To test the performance of the algorithm, we generated synthetic fMRI data with the R software package neuRosim (Welvaert et al. 2011). Specifically, we made use of the function simVOLfmri and specified 5 spherical areas of activation. Three lateral areas are clearly visible in Fig. 6: the middle frontal gyrus, the posterior inferior occipital temporal region and the precentral gyrus. We set the signal-to-noise ratio to 4 and the noise to a mixture of the following components: white (rician, with non-centrality parameter equal to 0) (0.05), temporal (0.1), physiological (0.09), task-related (0.05) and spatial (0.7) (the quantities in round brackets indicate the respective weights). The spatial noise was modeled as a Gaussian random field with the full width at half maximum of the kernel set to 4, and a low-frequency drift (0.01) at 0.008 Hz was also included. We put the repetition time TR equal to 2 s.

Fig. 6 shows how the results of the hybrid algorithm compare with those obtained via a wholly surface-based method. It can be seen that the latter (when used on a regular mesh) gives rise to thin strands of correlated vertices which follow the pattern of cortical folds, but that these are completely absent in the case of the hybrid approach. Using a uniform mesh also helps to alleviate the problem. As expected, all three approaches detect the strongest correlations at the activated regions.

Fig. 6
figure 6

Correlation maps for synthetic data on 10k inflated surfaces. The data were generated as a superposition of task activations and a noise mixture. The figure shows the results obtained with the hybrid method (left), as well as with a surface-based approach on either a regular surface mesh (center) or a uniform mesh (right); in the last two cases, the data were mapped to the surface using cubic spline interpolation before being analysed for correlations (the hybrid method takes volumetric data as input instead)

Conclusion

The process of mapping voxel data to a surface mesh can introduce artificial correlations, especially when the geodesic distance between surface vertices is considerably larger than their Euclidean separation. Vertices lying on opposite banks of a sulcus or gyrus are a case in point. Such vertices can easily be contained within the same voxel, despite the fact that the distance between them as measured by a surface metric would exceed the average inter-vertex separation. Consequently, artefacts in functional correlation often trace the pattern of the cortical folding. Mitigation measures include parcellating the brain and using the average time series of each parcel. A second option is to set a threshold distance on the surface and exclude any vertices closer than the threshold from the analysis (Xu et al. 2019). However, both these approaches would preclude the local correlation analysis we focus on in this work, since this involves determining the correlation of a vertex with its immediate neighbors.

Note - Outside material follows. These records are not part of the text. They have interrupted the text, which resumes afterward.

PR #521, opened 2022-07-05
libglvnd: add

neheb:
Upstream has a meson build. No need to write one.

tests require an X11 server. Can't figure out how to disable them. Hmmm...

### DIFF
--- a/ci_config.json
+++ b/ci_config.json
@@ -216,6 +216,17 @@
       "windows": false
     }
   },
+  "libglvnd": {
+    "_comment": "Upstream explicitly only supports Unix-like OSes excluding macOS",
+    "build_on": {
+      "darwin": false,
+      "windows": false
+    },
+    "_comment": "GLX tests require an X server, which CI does not provide.",
+    "build_options": [
+      "libglvnd:glx=disabled"
+    ]
+  },
   "libjpeg-turbo": {
     "brew_packages": [
       "nasm"
--- a/releases.json
+++ b/releases.json
@@ -1048,6 +1048,17 @@
       "2.2.2-1"
     ]
   },
+  "libglvnd": {
+    "dependency_names": [
+      "egl",
+      "opengl",
+      "glesv1",
+      "glesv2"
+    ],
+    "versions": [
+      "1.6.0-1"
+    ]
+  },
   "libgpiod": {
     "versions": [
       "1.6.3-1"
--- a/subprojects/libglvnd.wrap
+++ b/subprojects/libglvnd.wrap
@@ -1,0 +1,11 @@
+[wrap-file]
+directory = libglvnd-v1.6.0
+source_url = https://gitlab.freedesktop.org/glvnd/libglvnd/-/archive/v1.6.0/libglvnd-v1.6.0.tar.bz2
+source_filename = libglvnd-1.6.0.tar.bz2
+source_hash = 2b22a72f9f35fe9ba630c2971f6cee6eefc0c8317e0eecc3c76134ed5f00bd8a
+
+[provide]
+egl = dep_egl
+opengl = dep_opengl
+glesv1 = dep_glesv1
+glesv2 = dep_glesv2


dcbaker:
MacOS and Windows are explicitly not supported (I wrote the upstream meson build files). the Right™ way to fix the tests is to have them check for an X connection and return 127 if they can't get one, but I'd review changes to add a `-Dtests` option or similar :)

releases.json
```diff
@@ -835,6 +835,17 @@
       "2.2.2-1"
     ]
   },
+  "libglvnd": {
+    "dependency_names": [
+      "gl",
+      "opengl",
+      "glesv1",
+      "glesv2"
```
dcbaker, line 843: You're missing `GLX` and `EGL` as well

neheb: Not following here:

```
mangix@ryzen ~/d/w/s/libglvnd-v1.4.0 (gl)> rg declare_de
src/util/meson.build
33:idep_glvnd_pthread = declare_dependency(
45:idep_app_error_check = declare_dependency(
56:idep_utils_misc = declare_dependency(
67:idep_trace = declare_dependency(
81:idep_winsys_dispatch = declare_dependency(
92:idep_cjson = declare_dependency(

src/GLdispatch/meson.build
50:idep_gldispatch = declare_dependency(

src/GLX/meson.build
55:idep_glx = declare_dependency(

src/GLdispatch/vnd-glapi/meson.build
93:  _dep = declare_dependency(
```

the last one is a loop listing ['gl', 'opengl', 'glesv1', 'glesv2']

dcbaker: Ooh, that's interesting, `idep_glx` should be publc, and we should have a dependency for `EGL` too (we as in libpkgconf)

dcbaker: And, those `idep_*` are short for `internaldep` those aren't for public consumption. I'll send a patch to fix upstream to be consumable

dcbaker:
https://gitlab.freedesktop.org/glvnd/libglvnd/-/merge_requests/269 Is needed to make this really possible

dcbaker:
My MR landed, so the *git* version of glvnd is wrappable, but the last released version isn't :/

neheb:
```
meson.build:12:6: ERROR: Requested variable "dep_gl" not found.
```

rofl.

neheb:
```
ld: unknown option: --version-script
```

Who to blame?

neheb:
I guess this is ready.

```
'-Wl,--version-script'
```

does not work with lld. Hence Darwin is not built.

releases.json
```diff
@@ -865,6 +865,17 @@
       "2.2.2-1"
     ]
   },
+  "libglvnd": {
+    "dependency_names": [
+      "egl",
+      "opengl",
+      "glesv1",
+      "glesv2"
```
dcbaker, line 873:
```suggestion
      "glesv2",
      "glx"
```

subprojects/libglvnd.wrap
```diff
@@ -0,0 +1,11 @@
...
+directory = libglvnd-v1.5.0
+source_url = https://gitlab.freedesktop.org/glvnd/libglvnd/-/archive/v1.5.0/libglvnd-v1.5.0.tar.bz2
+source_filename = libglvnd-1.5.0.tar.bz2
+source_hash = 148bf421fef62a3c2bb0a7264292fc76743b2bbcebe9995be4b63fe5f15c471f
+
+[provide]
+egl = dep_egl
+opengl = dep_opengl
+glesv1 = dep_glesv1
+glesv2 = dep_glesv2
```
dcbaker, line 11:
```suggestion
glesv2 = dep_glesv2
glx = dep_glx
```

dcbaker (changes requested):

ci_config.json
```diff
@@ -199,6 +199,17 @@
       "windows": false
     }
   },
+  "libglvnd": {
+    "_comment": "Windows needs pthreads. macOS/LLD does not support --version-script",
```
dcbaker, line 203:
```suggestion
    "_comment": "upstream explicitly only supports Unix-like OSes excluding macOS",
```

ci_config.json
```diff
@@ -199,6 +199,17 @@
...
+    "build_on": {
+      "darwin": false,
+      "windows": false
+    },
+    "_comment": "GLX tests require an X server, which CI does not provide.",
+    "build_options": [
+      "libglvnd:glx=disabled"
+    ]
```
dcbaker, line 211: glx is a pretty import feature of glvnd, I think we should install `xorg-dev` (there may be a few more dev files needed, but xorg-dev should be most of it) for build tests.

neheb: The tests require an X server running though.

dcbaker: Looking back through the comments it looks like the bigger problem is if the x server isn't running the tests fail... maybe update the comment to reflect that instead

eli-schwartz:
The version script argument would probably need special handling for Darwin, because they use a different format for the version script and also a different flag.

If upstream doesn't support that anyway then no big deal, we don't need to either. ;) But I agree with @dcbaker this is a matter of "what platforms upstream supports" rather than "these platforms are currently broken in CI due to missing XXX".

ci_config.json
neheb: Btw that linker failure can probably be done on Linux as well by using CC_LD=lld

ci_config.json
eli-schwartz: We can run tests with xvfb-run, maybe? Probably needs updates to sanity_checks.py though.

neheb: Upstream issues are beyond the scope of this PR.

eli-schwartz: How is that an upstream issue? The idea is to perform tests with `xvfb-run meson test -C builddir/`.

neheb: hrm? how would that be achieved?

neheb:
Updated CI comment.

Tried using lld on Linux. I can't get it to fail.

dcbaker:
more importantly, we *can't* support macOS or Windows. They have their own dispatch layers built into the OS that serve the same purpose as libglvnd :)

ci_config.json
dcbaker: macOS doesn't use lld by default though, it uses ld64, which netoriously doesn't support version scripts

I just tested on linux with gcc + lld and clang + lld and it works fine.

eli-schwartz: Right, this is absolutely a Darwin issue not an LLD one.

lld is supposed to be fairly compatible with bfd so it would be rather awkward if it was missing support for one of the most significant features used in practice... I'm hardly surprised they support it. :P

ci_config.json
eli-schwartz: That's why I said:
> Probably needs updates to sanity_checks.py though

neheb:
anything missing?

dcbaker:
It doesn't look like the glx dependency has been added

neheb:
It can't be as x is disabled.

dcbaker:
Putting glx in the [provides] would cause CI to fail?

neheb:
Yes

neheb:
@Jan200101 This doesn't seem to work right with sdl2:

```
subprojects/SDL2-2.24.0/include/SDL_opengles2.h:35:10: fatal error: 'GLES2/gl2platform.h' file not found
#include <GLES2/gl2platform.h>
```

Jan200101:
> @Jan200101 This doesn't seem to work right with sdl2:

Worked fine on my end using Fedora 36
```
$ meson build -Dwraps=libglvnd,sdl2
sdl2| Dependency glesv2 found: YES 1.5.0 (overridden)
```
(building also works without a hitch, but there is no worthwhile output to show from that)

Could you give more details on how to reproduce this?

neheb:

By using a variety of voxel and surface resolutions and volume-to-surface mapping methods, we have shown that geometric artefacts may be curtailed (but not necessarily eliminated) by (a) mapping voxel data to a mesh of comparable or lower resolution (and thus reducing the risk of oversampling), (b) ensuring that the inter-vertex distance of the mesh is of relatively low variance, and c) carrying out the analysis in volume space and then mapping the results to the surface. A fourth option would be to construct a correlation map for stochastic data and use this to threshold the results obtained with real data. However, this approach has significant shortcomings—not least the fact that the noise distribution would have to be tuned for different studies—and is not pursued here.

In summary, this study highlights the occurrence of geometric effects in surface-based analyses of local neighborhood connectivity and investigates a number of measures that can alleviate this problem. We caution that any researcher interested in investigating local correlations in brain function should take such effects seriously.